# New Sharp LED TV and HR22 - Lip sync issues, need some guidance.



## Wintrmte (Nov 6, 2007)

We just recently upgraded our TV to a new 60" Sharp Aquos LED TV and have been having a heck of a time with lip sync issues (audio out of sync with TV).

Our setup is fairly simple, from the HR22 HD-DVR, we are going HDMI to the TV and the optical cable to the stereo receiver.

We use the stereo receiver for all audio and not the TV speakers.

I'm certain the TV is at fault here, but I am not sure how best to go about fixing it.. It's not exactly a DirecTV issue but figured if anyone would know how to fix this, it would be the nice folks on these forums! 

I did do a search through all the forums for "lip sync" but it returned so many results, I couldn't go through them all.

Anyone have any advice on how to fix this?

Thank you!!


----------



## dpeters11 (May 30, 2007)

I'd think part of the issue is audio going through the av receiver and video going straight to the TV. the best upgrade I made was to get an HDMI receiver, seemed to help my own synching issues and greatly improved my Bluray audio quality.


----------



## Beerstalker (Feb 9, 2009)

Little unclear here, are you using the optical cable between the DirecTV receiver and the AV receiver, or between the TV and the AV receiver?

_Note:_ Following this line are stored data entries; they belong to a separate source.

PR #415, opened 2018-04-16
Improved `ReflectionType` API so that a target reflection class can be found, removed existing named constructor

Ocramius:
Required for https://github.com/Roave/ApiCompare/pull/38

### DIFF
--- a/UPGRADE.md
+++ b/UPGRADE.md
@@ -4,6 +4,13 @@ This document serves as a reference to upgrade your current
 BetterReflection installation if improvements, deprecations
 or backwards compatibility (BC) breakages occur.
 
+## 4.0.0
+
+### BC breaks
+
+* Method `Roave\BetterReflection\Reflection\ReflectionType::createFromType()` has been removed,
+do use `Roave\BetterReflection\Reflection\ReflectionType::createFromTypeAndReflector()` instead.
+
 ## 3.0.0
 
 ### BC breaks
--- a/UPGRADE.md
+++ b/UPGRADE.md
@@ -4,17 +4,12 @@ This document serves as a reference to upgrade your current
 BetterReflection installation if improvements, deprecations
 or backwards compatibility (BC) breakages occur.
 
-## 4.0.0
+## 3.0.0
 
 ### BC breaks
 
 * Method `Roave\BetterReflection\Reflection\ReflectionType::createFromType()` has been removed,
 do use `Roave\BetterReflection\Reflection\ReflectionType::createFromTypeAndReflector()` instead.
-
-## 3.0.0
-
-### BC breaks
-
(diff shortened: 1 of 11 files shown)


src/Reflection/Exception/ClassDoesNotExist.php
```diff
@@ -4,8 +4,14 @@
 
 namespace Roave\BetterReflection\Reflection\Exception;
 
+use Roave\BetterReflection\Reflection\Reflection;
 use RuntimeException;
+use function sprintf;
```
roukmoute: Is it really needed?
Tests passes without this.

Ocramius: Gonna likely propose the adoption of `doctrine/coding-standard` here, which enforces all functions to be imported to avoid static analysis issues, as well as runtime function lookups.

Ocramius: Hmm, just seen that there already is an open pull request for that.

roukmoute: Ok thanks :)
It's interesting point of view.

For `to avoid static analysis issues` is it not a problem from static analysis?
And for `function lookups` I don't understand where is the problem with that.
Have you an example? To help me to understand where it could be a problem.

theofidry: if you call a function `foo()` you have no idea if it's a function declared in the same namespace or a global function. PHP falls back on the global scope for functions and constants whereas you never have the ambiguity with classes: you either need to use the FQCN e.g. `\Closure` or import the symbol with a use statement `use Closure`

UPGRADE.md
```diff
@@ -4,6 +4,13 @@ This document serves as a reference to upgrade your current
 BetterReflection installation if improvements, deprecations
 or backwards compatibility (BC) breakages occur.
 
+## 4.0.0
```
kukulich: Is there a reason why not to make it part of version 3?

Ocramius: I just thought `3.0.0` was already released: did this in a real rush, so will amend :+1:

src/Reflection/Exception/ClassDoesNotExist.php
Ocramius: > For `to avoid static analysis issues` is it not a problem from static analysis?

an example I have is this one:

```php
namespace Potato;

define('POTATO', 'POTATO');
```

Is `Potato::POTATO` defined here? Or is `define()` a user-defined function?

You can only be sure of it if it was written this way: 


```php
namespace Potato;

use function define;

define('POTATO', 'POTATO');
```

I hope that clears it up.

asgrim:
Apart from whatever is causing failed build, looks ok at a glance

Ocramius:
@asgrim all green here :+1:

PR #423, opened 2018-05-11
Add Psalm to build and fix issues found

muglug:
This adds Psalm to BetterReflection's build, fixing issues it found (mainly by adding supplementary docblocks).

If you'd rather those docblocks be `assert`s, I'm happy to update.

You most likely want to run from the DirecTV receiver to the AV receiver, otherwise you might be losing true DD5.1. Many TVs won't pass that out their optical output when using the HDMI input as the source, instead they downgrade the sound to 2.0.

If you are already going optical between the DirecTV receiver and the AV receiver, then you need to see if your AV receiver has a setting to adjust the timing of the audio. Usually called audio delay or audio sync. If you tell us which model of AV receiver you have we may be able to help more.


----------



## csrrocks2011 (Aug 10, 2011)

multiple channels or just a certain number???


----------



## Wintrmte (Nov 6, 2007)

Beerstalker said:


> Little unclear here, are you using the optical cable between the DirecTV receiver and the AV receiver, or between the TV and the AV receiver? You most likely want to run from the DirecTV receiver to the AV receiver, otherwise you might be losing true DD5.1. Many TVs won't pass that out their optical output when using the HDMI input as the source, instead they downgrade the sound to 2.0.
> 
> If you are already going optical between the DirecTV receiver and the AV receiver, then you need to see if your AV receiver has a setting to adjust the timing of the audio. Usually called audio delay or audio sync. If you tell us which model of AV receiver you have we may be able to help more.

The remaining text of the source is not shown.